Exercise 3: Building our Testbed
An elastic OpenHPC system with Open OnDemand and X2go
In this exercise, we will be provisioning a second OpenHPC system in Amazon EC2.
This system will feature:
- a full OpenHPC software stack
- containerization support using Podman and Singularity
- Open Ondemand web portal
- X2go login node for remote desktop sessions based on XFCE.
In order to begin following along, you need to first follow the directions on the Getting Started page in Personal AWS cluster from scratch section or be running an EventEngine tutorial cluster.
You will need:
- A Cloud9 IDE environment with packer installed
- A pearc20 key pair and the pearc20.pem file available on the cloud9 instance
- The aws command line tool configured with Access Key ID and Secret Access Key
If you are missing any of the above, please return to the Getting Started page
Additionally, you’ll need the tutorial content.
$ cd ~
$ wget -c https://github.com/utdsimmons/pearc2020/raw/master/ohpc-pearc20-tutorial.tar.bz2 -O - | tar -xj
Note: The remainder of this exercise assumes you extracted the tarball into ~ and you’ll be working in ~/PEARC20
The AMIs
In Exercise 1, we built our own AMIs using using Packer. In this Exercise, we will use pre-built AMIs.
AMI Name | Region | AMI ID |
X2goManagement | us-east-1 | ami-0834bf7fd0bc7f1d9 |
OODLogin | us-east-1 | ami-095a1fbc357e55b1e |
Compute | us-east-1 | ami-06762eb064725ebde |
If you’d like to build and customize your own AMIs, the sources are located in ~/PEARC20/Exercise-3/packer-templates/
Bulding the cluster with Cloud Formation
Since we are using pre-built AMIs, all we need to do is deploy the template and wait.
$ cd ~/PEARC20/Exercise-3/cfn-templates
$ aws cloudformation deploy --template-file slurm-dynamic-ood-ohpc.yml --capabilities CAPABILITY_IAM --stack-name ex3-00 --region us-east-1
To monitor, go to Console > Services > CloudFormation > Click the stack name (ex3-00) > Events
Note: If you need to rerun the aws cloudformation deploy
command, you’ll need to either delete your stack or increment the index (i.e. –stack-name ex3-01) in order to rerun the command
Testing the cluster
SSH Access
Go to the EC2 Dashboard and find the public DNS
Console > Services > EC2 > Instances > Right Click ‘X2goManagement’ > Connect > Copy Public DNS to cliboard
In Cloud9
$ cd ~
$ ssh -i pearc20.pem centos@ec2-xx-xxx-xxx-xxx.compute-1.amazonaws.com
$ cp /opt/ohpc/pub/examples/mpi/hello.c .
$ mpicc hello.c
$ cp /opt/ohpc/pub/examples/slurm/job.mpi .
$ sbatch job.mpi
$ watch -n 10 squeue
In Exercise 1, we deployed a cluster with 2 compute nodes. Those compute nodes were static/persistent.

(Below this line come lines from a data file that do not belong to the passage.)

PR #1148, opened 2020-04-10
Adds SpanHandler

adriancole:
SpanHandler deprecates FinishedSpanHandler and allows tracking data recorded by brave. Notably, this allows aggregations not formerly possible, such as child counting, and data correlation.


brave/src/test/java/brave/features/handler/CountingChildrenTest.java
```diff
@@ -103,7 +104,7 @@
     assertThat(spans)
       .extracting(Span::name, s -> s.tags().get("childCount"))
       .containsExactly(
-        tuple("root1", "0"), tuple("root1child1", "0"), tuple("root1child2", "0")
+        tuple("root1", "2"), tuple("root1child1", "0"), tuple("root1child2", "0")
```
adriancole, line 107: yay we can implement `child_span_count` in the future with a native brave SpanHandler for stackdriver

cc @meltsufin @saturnism

https://cloud.google.com/trace/docs/reference/v2/rpc/google.devtools.cloudtrace.v2#google.devtools.cloudtrace.v2.Span

saturnism: neat!

adriancole:
currently working to add the parent parameter to the handleCreate api. there's some trickiness as `Tracer.toSpan` exists and can result in a different reference of `TraceContext` vs what other callbacks accept. I will try to fix this.

adriancole:
rebased but not ported to use weak maps yet

adriancole:
@jorgheymans @anuraaga @jeqo I ended up going with a listener instead of sharing inheritance with FinishedSpanHandler. The reason is that there are some shortcuts done that mean FinishedSpanHandler can't see all signals.

While ack I haven't documented anything here, I'm wondering if it makes sense to you in general. I'm happy that the child counter example works, and also the orphan tracker works with less (though still a little) hacks..

I don't plan to merge this until I have an example listener that can hold a localRoot until it is all ready or timeout occurred.

brave/src/main/java/brave/handler/SpanListener.java
```diff
@@ -0,0 +1,103 @@
...
+ * the License.
+ */
+package brave.handler;
+
+import brave.Span;
+import brave.internal.Nullable;
+import brave.propagation.TraceContext;
+import java.lang.ref.WeakReference;
+
+/**
```
adriancole, line 21: This is the important file

brave/src/main/java/brave/internal/recorder/OrphanTracker.java
```diff
@@ -0,0 +1,38 @@
...
+ */
+package brave.internal.recorder;
+
+import brave.handler.MutableSpan;
+import brave.handler.SpanListener;
+import brave.internal.InternalHandler;
+import brave.internal.Platform;
+import brave.propagation.TraceContext;
+
+// TODO make a weak map of MutableSpan -> Throwable instead of a hacky field in MutableSpan
```
adriancole, line 22: PS I plan to shade @raphw's https://github.com/raphw/weak-lock-free/blob/master/src/main/java/com/blogspot/mydailyjava/weaklockfree/WeakConcurrentMap.java into the core jar to support orphan tracker as it is much nicer to use a weak map instead of a hacky field. The code is small (won't make the jar too big), has the same bytecode level as us (Java 6) and stable. We can cite it in the NOTICE file.

If you think this is a bad idea, do scream at some point :D

brave/src/main/java/brave/handler/SpanListener.java
```diff
@@ -0,0 +1,106 @@
...
+ * <p>The {@link TraceContext} parameter from {@link #onCreate} will be the same reference for
+ * all callbacks, except {@link #onOrphan}, which has value, but not reference equality.
+ *
+ * <p>The {@link MutableSpan} parameter from {@link #onCreate} will be the same reference for
+ * all callbacks. Do not mutate {@link MutableSpan} between callbacks as it is not thread safe.
+ *
+ * <p>If caching the {@link TraceContext} parameter, consider a {@link WeakReference} to avoid
+ * holding up garbage collection.
+ */
+public class SpanListener {
```
anuraaga, line 39: abstract? Even in NOOP we subclass it :)

brave/src/main/java/brave/handler/SpanListener.java
```diff
@@ -0,0 +1,106 @@
...
+   * <p><em>Note:</em>Abandoned spans should be ignored as they aren't indicative of an error. Some
+   * instrumentation speculatively create a span for possible outcomes such as retry.
+   */
+  public void onAbandon(TraceContext context, MutableSpan span) {
+  }
+
+  /**
+   * Called on {@link Span#flush()}.
+   *
+   * <p>Even though the span here will is incomplete (missing {@link MutableSpan#finishTimestamp()},
```
anuraaga, line 82: is incomplete

brave/src/main/java/brave/handler/SpanListener.java
```diff
@@ -0,0 +1,106 @@
...
+      return "NoopSpanListener{}";
+    }
+  };
+
+  protected SpanListener() {
+  }
+
+  /**
+   * This is called when a span is allocated, but before it is started. An allocation here will
+   * result in one of:
```
anuraaga, line 52: One of the following will be called later when the created span is no longer in use.

anuraaga: Currently I was surprised since it reads like these are called right away

brave/src/main/java/brave/handler/SpanListener.java
```diff
@@ -0,0 +1,106 @@
...
+   *
+   * <ol>
+   *   <li>{@link #onAbandon} if this was a speculative context</li>
```
anuraaga, line 55: I guess it instead of this

brave/src/main/java/brave/internal/handler/SafeSpanListener.java
```diff
@@ -0,0 +1,165 @@
...
+    @Override void doOnFinish(TraceContext context, MutableSpan span) {
+      delegate.onFinish(context, span);
+    }
+
+    @Override public String toString() {
+      return delegate.toString();
+    }
+  }
+
+  static final class Multiple extends SafeSpanListener {
```
anuraaga, line 123: Not sure if it's necessarily better, but I was sort of expecting there to just be one implementation of `SafeSpanListener` and this would actually be a `SpanListener`. We could possibly make it public too since it could be helpful for users to be able to combine multiple listeners but don't have to right now.

brave/src/main/java/brave/internal/recorder/OrphanTracker.java
adriancole: I started to do this, then realized we had hacked this quite a bit in PendingSpans, and also shading adds a lot of complexity and also the class is quite bigger than ours anyway. I cleaned up our variant instead here https://github.com/openzipkin/brave/pull/1152

brave/src/main/java/brave/internal/handler/SafeSpanListener.java
adriancole: I see what you mean.. good idea on only one safe thing.. I can go back and address the others.

I don't think we're ready to support user-side compositing as it is unlikely they will do a better job than we would. Probably better for us to just say "don't composite on your own" then wait for a scream? (this would apply to the several other places we do similar compositing). Not doing user-level compositing also keeps the api sprawl down.. brave's already collecting quite a number of public types...

brave/src/main/java/brave/handler/SpanListener.java
adriancole: sgtm

brave/src/main/java/brave/internal/handler/SafeSpanListener.java
anuraaga: Not exposing a compositing listener to public unless we find a use for it in the future sgtm

adriancole:
@anuraaga I just pushed clean to work over latest HEAD. I've not incorporated your feedback, yet, but will.

brave/src/test/java/brave/features/handler/FinishedChildrenListener.java
```diff
@@ -0,0 +1,88 @@
...
+import java.util.Set;
+
+import static java.util.Collections.emptyIterator;
+
+public abstract class FinishedChildrenListener extends SpanListener {
+
+  protected abstract void onFinish(MutableSpan parent, Iterator<MutableSpan> children);
+
+  /** This holds the children of the current parent until the former is finished or abandoned. */
+  final WeakConcurrentMap<TraceContext, TraceContext> childToParent = new WeakConcurrentMap<>();
```
adriancole, line 31: note this now uses weak maps

adriancole: oops forgot to switch this back to https://github.com/raphw/weak-lock-free as an example shouldn't use our internal types..

brave/src/main/java/brave/handler/MutableSpan.java
```diff
@@ -72,7 +72,7 @@
   ArrayList<String> tags;
   /** Also use pair indexing for annotations, but type object to store (startTimestamp, value). */
   ArrayList<Object> annotations;
-  Throwable error;
+  Throwable caller, error;
```
adriancole, line 75:
```suggestion
  Throwable error;
```

brave/src/main/java/brave/RealSpan.java
```diff
@@ -140,13 +140,12 @@
   }
 
   @Override public void finish() {
-    finish(clock.currentTimeMicroseconds());
+    finish(0L);
```
adriancole, line 143: TODO move these changes to master as they aren't specific to this feature

brave/src/main/java/brave/RealScopedSpan.java
```diff
@@ -74,8 +74,7 @@
 
   @Override public void finish() {
     scope.close();
-    if (pendingSpans.remove(context) == null) return; // don't double-report
-    state.finishTimestamp(clock.currentTimeMicroseconds());
+    if (!pendingSpans.finish(context, 0L)) return; // don't double-report
```
adriancole, line 77: TODO move this change to master as it isn't specific to this feature

brave/RATIONALE.md
```diff
@@ -1,5 +1,32 @@
...
+For example, we need to manipulate Baggage without overriding `PropagationFactory`. For example,
+some baggage are derived (parsed from other headers). Given a create hook, one can post process
+baggage before the span is visible to the user.
+
+Another example is parent-child relationships. With a create hook someone can do things like count
+children (needed by [stackdriver model](https://cloud.google.com/trace/docs/reference/v2/rpc/google.devtools.cloudtrace.v2#google.devtools.cloudtrace.v2.Span)).
+
+Finally, some services require the entire "local root" to be reported at the same time. The only
+known example of this is [DataDog](https://github.com/DataDog/dd-trace-java/blob/406b324a82b482d7d8ad3faa5f9ccdd307c72308/dd-trace-ot/src/main/java/datadog/trace/common/writer/Writer.java#L20).
+A create hook can be used track a local root, allowing buffering of all descendants.
```
jeqo, line 15: nit:

```suggestion
There are a few reasons why `SpanListener` exists. For example:

* We need to manipulate Baggage without overriding `PropagationFactory`, e.g. when
some baggage are derived (parsed from other headers): Given a create hook, one can post process
baggage before the span is visible to the user.
* Another example is parent-child relationships: With a create hook someone can do things like count
children (needed by [stackdriver model](https://cloud.google.com/trace/docs/reference/v2/rpc/google.devtools.cloudtrace.v2#google.devtools.cloudtrace.v2.Span)).
* Some services require the entire "local root" to be reported at the same time. The only
known example of this is [DataDog](https://github.com/DataDog/dd-trace-java/blob/406b324a82b482d7d8ad3faa5f9ccdd307c72308/dd-trace-ot/src/main/java/datadog/trace/common/writer/Writer.java#L20): A create hook can be used track a local root, allowing buffering of all descendants.
```

brave/src/main/java/brave/RealSpan.java
jeqo, line 143: @adriancole would you mind sharing the reasoning behind `0L` instead of `#currentTimeMicroseconds()`

brave/src/main/java/brave/handler/SpanListener.java
```diff
@@ -0,0 +1,106 @@
...
+   * <p>Even though the span here will is incomplete (missing {@link MutableSpan#finishTimestamp()},
+   * it is reported to the tracing system unless a {@link FinishedSpanHandler} returns false.
+   */
+  public void onFlush(TraceContext context, MutableSpan span) {
+  }
+
+  /**
+   * Called when the trace context was garbage collected prior to completion.
+   *
+   * <p>Unlike {@link FinishedSpanHandler#supportsOrphans()}, this is called even if {@linkplain
```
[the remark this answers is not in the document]
adriancole: your questions are helpful as I also feel uncomfortable.

I'm wondering if the type shouldn't be called something else..

We are mostly talking about a binding between a trace context and a state object for the purpose of collection and when that binding is complete (for any reason). When there are
only two states it is simpler and no diagrams are needed.

Plus we don't need to describe nuance (though we can in rationale), such as that spans are sometimes never started or their start timestamp overwritten (ex "start" is not a state in a state diagram, just field manipulation)

Ex
```java
SampledSpanListener {
  enum Reason {
    FINISH,
    FLUSH,
    GC;
  }
  void onBind(TraceContext, MutableSpan)
  void onRelease(TraceContext, MutableSpan, Reason)
}
```

brave/src/main/java/brave/handler/SpanListener.java
```diff
@@ -0,0 +1,106 @@
...
+  };
+
+  protected SpanListener() {
+  }
+
+  /**
+   * This is called when a span is allocated, but before it is started. An allocation here will
+   * result in one of:
+   *
+   * <ol>
```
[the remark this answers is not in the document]
adriancole: spans are sometimes never started or their start timestamp overwritten (ex "start" is not a state in a state diagram, just field manipulation)

TODO: add this to rationale

brave/src/main/java/brave/RealSpan.java
adriancole: to prevent overhead of using the clock when the span is already finished.

adriancole:
@anuraaga please look at https://github.com/openzipkin/brave/pull/1148#discussion_r407617993 as I think we should rework this interface to be simpler vs try to explain its current state. wdyt?

brave/src/main/java/brave/RealSpan.java
adriancole: TODO: comment

adriancole: fixed upstream

brave/src/main/java/brave/handler/SpanListener.java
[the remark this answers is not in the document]
anuraaga: This interface does seem nicer since many use cases won't even care about the reason and it's more explicit that only one of those is called. That said, I don't know if conceptually it's so different, docs that would apply to the individual interface methods seem to just move into the Reason enum.

Also unsure of bind, the word isn't very intuitive for me. `onStart` / `onEnd` seem clear, with the caveat of `end` looking a lot like `finish` (but then again `release` I guess looks like `GC` 🤣 ).

Wondering what happens if the methods return `boolean`? `onBind` can return secondary sampling decision, `onRelease` can replace `FinishedSpanHandler` so don't have to reason about that?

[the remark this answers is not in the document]
adriancole: I think the biggest difference the enum brings is that the state diagram becomes unambiguous.. whatever the begin hook has only one end hook and they are both always called. Those who care about the reason of the end can look at it. I agree docs will just move, but this obviates docs about a state diagram I think.

naming is not my favorite either.. was trying to avoid the word finish. I tried thinking through various things that suggest an association.
ex

associate/disassociate
allocate/deallocate
bind/unbind

random words that just say start/stop
begin/end
start/finish (dangerous as conflated with span ops)

I'm currently thinking..
onSampled
onCollected

wrt to `onCollected` returning false, I think we could I guess yeah, just it would also imply that any finishedSpanListeners would need to be converted first to these in order to perform things like redaction. Another way is we can make this able to internally dispatch to finishedSpanHandlers... ex Whatever this is called exposes a factory that accepts a single (potentially composite) FinishedSpanHandler instance we give to it...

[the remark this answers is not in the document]
adriancole: one possibility especially with the design as it is, is that we can deprecate FinishedSpanHandler. I feel one thing this design does is makes the relationships a whole lot more clear. So what would happen in this case is that we make a special SampledSpanListener that does a dispatch first to any FinishedSpanHandlers before calling its onCollected hook. that way we don't have to mention `FinishedSpanHandler` at all? It is a little sad that `FinishedSpanHandler` didn't live that long, but I feel this is becoming a much better conceptual model.

adriancole:
rebased.. next will finally go through feedback :)

adriancole:
In honor of tomorrow's 5 year anniversary of the gathering of OpenZipkin by @eirslett, I propose we re-instate the name `SpanCollector` for this. It was used in Brave 3.x when @kristofa was head honcho.

Later, I'll deprecate FinishedSpanHandler as an implementation of this.

thumbsup this comment if you like the word SpanCollector, comment with a different word.

brave-tests/src/test/java/brave/internal/recorder/PendingSpansClassLoaderTest.java
```diff
@@ -15,6 +15,7 @@
 
 import brave.handler.FinishedSpanHandler;
 import brave.handler.MutableSpan;
+import brave.handler.SpanCollector;
```
adriancole, line 18: eventhough nostalgia for `SpanCollector` `SpanHandler` may still be better name I admit as we can't move the `MutableSpan` out of this package without certain chaos...

brave/RATIONALE.md
```diff
@@ -1,5 +1,29 @@
 # brave rationale
 
+## SpanListener
```
adriancole, line 3: ignore drift here for now as I need to rewrite it anyway but don't want to rewrite it two or three times

brave-tests/src/test/java/brave/internal/recorder/PendingSpansClassLoaderTest.java
jeqo: Also `collector` can cause confusion with server-side collectors.

Just for reference, and to add one more alternative naming, in Kafka Clients [_interceptors_](https://cwiki.apache.org/confluence/display/KAFKA/KIP-42%3A+Add+Producer+and+Consumer+Interceptors) have a similar function.

adriancole: good point on collector being conflated (I think  I recall now we dodged the word collector in the first place due to this..)

personally I like handler better, as usually interceptor means getting in the middle of something. ex

```java
void intercept(thing, chain){
  return chain.proceed(thing);
}
```

jeqo: Fair enough. I also prefer Handler instead of Listener..--naming is hard :)

brave/src/main/java/brave/handler/SpanCollector.java
```diff
@@ -0,0 +1,134 @@
...
+ *
+ * <p>If caching the context or span parameters between callbacks, consider a {@link WeakReference}
+ * to avoid holding up garbage collection.
+ *
+ * <p>The {@link #begin} callback primarily supports tracking of children, or partitioning of
+ * data for backend that needs to see an entire {@linkplain TraceContext#localRootId() local root}.
+ */
+public interface SpanCollector {
+  /** What ended the data collection? */
+  enum Cause {
```
jorgheymans, line 54: for an enum `Cause` i would linguistically expect past-tense constants, `ABANDONED` - `FINISHED` etc ?

brave/src/main/java/brave/handler/SpanCollector.java
```diff
@@ -0,0 +1,134 @@
...
+    /**
+     * Called when the trace context was garbage collected prior to completion.
+     *
+     * <p>Unlike {@link FinishedSpanHandler#supportsOrphans()}, this is called even if empty.
+     * Non-empty spans are reported to the tracing system unless a {@link FinishedSpanHandler}
+     * returns false.
+     *
+     * @see FinishedSpanHandler#supportsOrphans()
+     */
+    ORPHAN
```
jorgheymans, line 87: the other constants are named linear to their `Span` methods, why `ORPHAN` for gc collected, are there other use cases leading to `ORPHAN` besides gc ?

brave/src/main/java/brave/handler/SpanCollector.java
```diff
@@ -0,0 +1,134 @@
...
+  void begin(TraceContext context, MutableSpan span, @Nullable TraceContext parent);
+
+  /**
+   * Called when data collection completes for one of the following reasons:
+   *
+   * <p><ol>
+   * <li>{@link Cause#ABANDON} if it was a speculative context</li>
+   * <li>{@link Cause#FINISH} if it was reported complete</li>
+   * <li>{@link Cause#FLUSH} if it was intentionally reported incomplete</li>
+   * <li>{@link Cause#ORPHAN} if it was reported incomplete due to garbage collection</li>
```
jorgheymans, line 124: does this need to be duplicated from `Cause` ? 

`Called when data collection completes` on its own is enough, and maybe link in the `cause` parameter to the enum.

brave/src/test/java/brave/features/handler/FinishedChildrenCollector.java
```diff
@@ -0,0 +1,85 @@
...
+  @Override
+  public void begin(TraceContext context, MutableSpan span, @Nullable TraceContext parent) {
+    if (!context.isLocalRoot()) { // a child
+      childToParent.putIfProbablyAbsent(context, parent);
+      parentToChildren.add(parent, span);
+    }
+  }
+
+  @Override public boolean end(TraceContext context, MutableSpan span, Cause cause) {
+    // Kick-out if the this was not a normal finish
```
jorgheymans, line 45:
```suggestion
    // Kick-out if this was not a normal finish
```

brave/src/test/java/brave/features/handler/FinishedChildrenCollector.java
```diff
@@ -0,0 +1,85 @@
...
+import brave.internal.Nullable;
+import brave.propagation.TraceContext;
+import com.blogspot.mydailyjava.weaklockfree.WeakConcurrentMap;
+import java.util.Iterator;
+import java.util.LinkedHashSet;
+import java.util.Set;
+
+import static java.util.Collections.emptyIterator;
+
+public abstract class FinishedChildrenCollector implements SpanCollector {
```
jorgheymans, line 27: does this need a type level javadoc ?

brave/src/main/java/brave/handler/SpanCollector.java
adriancole: well GC is the side affect of orphaning your span (ex by creating it and dropping a reference to it). I think that's why we named it orphan back then, but I can look up notes if you like.

Main thing is the fact that it is GC'ed is only because someone orphaned it. If they held a reference it would not become GC'ed. Possibly I can clarify the description somewhere.

brave/src/main/java/brave/handler/SpanCollector.java
adriancole: sgtm I can put this on the type docs of Cause, as I do think an overview helps, but possibly not here..

brave/src/test/java/brave/features/handler/FinishedChildrenCollector.java
adriancole: test class, but sure

brave/src/main/java/brave/handler/SpanCollector.java
adriancole: sgtm thanks

adriancole:
ok last changed it back to SpanHandler and notably folded FinishedSpanHandler underneath. Please ignore javadoc and markdown drift which still talks about FinishedSpanHandler for now.

We have to handle (hehe) "alwaysSampleLocal" anyway in order to support FinishedSpanHandler, but I'd like to see if we can change the method slightly to support parameterized decisions as needed by https://github.com/openzipkin-contrib/zipkin-secondary-sampling

After that, the docs need to be shimmied up and FinishedSpanHandler should be deprecated

adriancole:
fyi I'm going to finish this up now, no pun intended.

The above commit includes all resolved comments and no changes based on a rebase. Unresolved comments are considered unresolved. Docs need to be done as well things like spring-beans.

adriancole:
ok cleanups are in.. I will rebase #1167 over this and prepare for release!

adriancole:
Thanks @jeqo @jorgheymans and @anuraaga !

For this exercise, we’ve deployed an “elastic” cluster. When a job is submitted, the cluster will create EC2 instances for the compute nodes on demand. It will take between 5-6 mins from submission time for the job to start.
X2go Access
In addition to command line access, this management node can also be used to provide remote desktops.

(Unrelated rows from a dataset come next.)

PR #704, opened 2024-06-29
JsonCodec respects annotations for GenericRecord (#700)

### LINKED ISSUE #700: JsonDecoder should take into account all annotations on `EnumN` and `GenericRecord`
The `enumEncoder/Decoder` and the `recordEncoder/Decoder` almost ignore all annotations on fields. Something like mapped names with the `@fieldName` annotation are working, because they are picked up by the macro and set as name of the fields. But we should not rely on it. If I create a Schema by hand and add the annotation or add the annotation after the macro, it should still work.

### LINKED ISSUE #701: `@fieldName` annotation breaks JsonCodec for 22+ field case classes
Adding the `@fieldName` annotation to the case class for the GenericRecord test in `JsonCodecSpec`

```scala
 case class RecordExample(
    @fieldName("$f1") f1: Option[String]
```

Leads to
```
Exception in thread "zio-fiber-914" zio.schema.codec.DecodeError$ReadError: (Field f1 is missing)
```

987Nabil:
fixes #700
fixes #701
/claim #700
/claim #701


987Nabil:
The enum part is still missing

jdegoes (approved):

PR #706, opened 2024-06-30
Check type before using `asInstanceOf`

### LINKED ISSUE #668: JSON codec built from auto-derived schema fails for enumeration with intermediate type
```scala
//> using scala 3.4.0
//> using dep dev.zio::zio-schema:1.0.1
//> using dep dev.zio::zio-schema-derivation:1.0.1
//> using dep dev.zio::zio-schema-json:1.0.1

sealed trait Animal
object Animal:
  sealed trait Mammal extends Animal
  case object Bison extends Mammal
  given schema: zio.schema.Schema[Animal] = zio.schema.DeriveSchema.gen[Animal]
  given jsonCodec: zio.json.JsonCodec[Animal] = zio.schema.codec.JsonCodec.jsonCodec(schema)

  @main def main: String =
    import zio.json.EncoderOps
    val value: Animal = Bison
    // Exception in thread "main" java.lang.ClassCastException:
    //   class zio.schema.Schema$Enum1 cannot be cast to class zio.schema.Schema$CaseClass0
    value.toJson
```

pablf:
fixes #668
/claim #668

### DIFF
--- a/zio-schema-json/shared/src/main/scala/zio/schema/codec/JsonCodec.scala
+++ b/zio-schema-json/shared/src/main/scala/zio/schema/codec/JsonCodec.scala
@@ -378,7 +378,9 @@ object JsonCodec {
 
     private def enumEncoder[Z](schema: Schema.Enum[Z], cfg: Config, cases: Schema.Case[Z, _]*): ZJsonEncoder[Z] =
       // if all cases are CaseClass0, encode as a String
-      if (schema.annotations.exists(_.isInstanceOf[simpleEnum])) {
+      if (schema.annotations.exists(_.isInstanceOf[simpleEnum]) && cases.forall(
+            _.schema.isInstanceOf[Schema.CaseClass0[_]]
+          )) {
         val caseMap: Map[Z, String] =
           schema.nonTransientCases
             .map(
@@ -699,7 +701,9 @@ object JsonCodec {
       }.toMap
 
       // if all cases are CaseClass0, decode as String
-      if (cases.forall(_.schema.isInstanceOf[Schema.CaseClass0[_]])) {
+      if (parentSchema.annotations.exists(_.isInstanceOf[simpleEnum]) && cases.forall(
+            _.schema.isInstanceOf[Schema.CaseClass0[_]]
+          )) {
         val caseMap: Map[String, Z] =
           cases.map(case_ => case_.id -> case_.schema.asInstanceOf[Schema.CaseClass0[Z]].defaultConstruct()).toMap
         ZJsonDecoder.string.mapOrFail(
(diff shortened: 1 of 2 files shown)


987Nabil:
@pablf can you please add fixes #XXX when you open PRs, so that the issues get auto closed when the PR is merged? Thanks :)

zio-schema-json/shared/src/main/scala/zio/schema/codec/JsonCodec.scala
```diff
@@ -378,7 +378,9 @@ object JsonCodec {
 
     private def enumEncoder[Z](schema: Schema.Enum[Z], cfg: Config, cases: Schema.Case[Z, _]*): ZJsonEncoder[Z] =
       // if all cases are CaseClass0, encode as a String
-      if (schema.annotations.exists(_.isInstanceOf[simpleEnum])) {
+      if (schema.annotations.exists(_.isInstanceOf[simpleEnum]) && cases.forall(
```
987Nabil, line 381: sine `@simpleEnum` is not added explicitly by the user, is this not an error in the macro?
And if the user would add it, the macro should fail.
But here, the user could have created a schema manually or added the annotation manually after the macro code.
So I think we should at least print a warning here. I would even prefer to fail.

987Nabil (changes requested):

zio-schema-json/shared/src/main/scala/zio/schema/codec/JsonCodec.scala
987Nabil: @pablf I think it is okay, if all leaves are objects or case classes without fields, that it is a simple enum. But why would you need the check in the json codec for that? The check there makes sense to prevent errors in case of an annotation where no annotation belongs, to raise an error. But if leaves are simple cases and the json codec still can't handle it, it is a different error and this would not be the fix.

Note: This is NOT good practice. This is just an educational exercise. For production, use separate x2go login nodes and an isolated management node
Testing X2go:
- install the X2go client and launch it
- x2go > Session > New Session
- Session name: ohpc@aws
- Host: Paste the Public DNS entry from the clipboard
- Login: centos
- Use RSA/DSA key for ssh connection: pearc20.pem from OS specific browser downloads folder
- Session type: XFCE
- Media Tab
- De-select “Enable sound support” and “Client side printing support”

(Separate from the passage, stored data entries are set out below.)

PR #710, opened 2024-07-04
Fix JSON decoding of empty objects

guersam:
This PR fixes the decoding failure of discriminated case objects.

### Example

```scala
@discriminatorName("type")
enum Foo derives Schema:
  case Bar(b: Int)
  case Baz

JsonCodec.jsonDecoder(Schema[Foo]).decodeJson("""{ "type": "Baz" }""")
```

It also makes case object decoding respect `@rejectExtraFields`. 

However, currently `@rejectExtraFields` can be applied only to the leaf nodes of ADTs, not the sealed trait/enum itself. To fix this, we need to propagate the parent schema to every caseClassN decoder, but it's out of the scope of this PR. (#700)

### DIFF
--- a/zio-schema-json/shared/src/main/scala/zio/schema/codec/JsonCodec.scala
+++ b/zio-schema-json/shared/src/main/scala/zio/schema/codec/JsonCodec.scala
@@ -991,7 +991,29 @@ object JsonCodec {
     import JsonCodec.JsonDecoder.schemaDecoder
 
     private[codec] def caseClass0Decoder[Z](discriminator: Int, schema: Schema.CaseClass0[Z]): ZJsonDecoder[Z] = { (trace: List[JsonError], in: RetractReader) =>
-      if (discriminator == -1) Codecs.unitDecoder.unsafeDecode(trace, in)
+      def skipField(): Unit = {
+        val rejectExtraFields = schema.annotations.collectFirst({ case _: rejectExtraFields => () }).isDefined
+        if (rejectExtraFields) {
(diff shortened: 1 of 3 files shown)


zio-schema-json/shared/src/main/scala/zio/schema/codec/JsonCodec.scala
```diff
@@ -991,7 +991,29 @@ object JsonCodec {
     import JsonCodec.JsonDecoder.schemaDecoder
 
     private[codec] def caseClass0Decoder[Z](discriminator: Int, schema: Schema.CaseClass0[Z]): ZJsonDecoder[Z] = { (trace: List[JsonError], in: RetractReader) =>
-      if (discriminator == -1) Codecs.unitDecoder.unsafeDecode(trace, in)
+      def skipField(): Unit = {
+        val rejectExtraFields = schema.annotations.collectFirst({ case _: rejectExtraFields => () }).isDefined
```
guersam, line 995: Calculating this every time may seem redundant, but `skipField()` won't run at all in most cases.

987Nabil: I still think we can make this a val on `Schema.Record`

jdegoes (approved):

guersam:
/claim #711 

@jdegoes Can I claim a bounty with a PR merged in advance?

987Nabil:
@guersam ask algora ppl in the discord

- Select Ok to save the profile
- Click the newly create profile “box” and select “yes” to trust the host key
You should now have a remote desktop running XFCE.
Open OnDemand Web Portal
In Exercise 1, we provisoned a management node and 2 compute nodes. In this Exercise, we’ve created an elastic cluster with a management node running x2go and an additional login node. This additional login node has been provisioned with Open OnDemand, an NSF-funded open-source HPC portal.
It provides:
- Plugin-free / “clientless” HPC
- Easy file management
- Command-line shell access to our cluster
- Job management, monitoring, and submissions via a robust templating system
- Optional graphical desktop environments and desktop applications (not configured here)
In order to access the web portal, we will need its Public DNS info.
Console > Services > Ec2 > Instances > Right Click ‘OODLogin’ > Connect > Copy Public DNS to clipboard
Paste this DNS entry into a web browser and enter username: ‘centos’ and password: ‘ood’.
This concludes Exercise 3. This cluster will be used for the remaining exercises.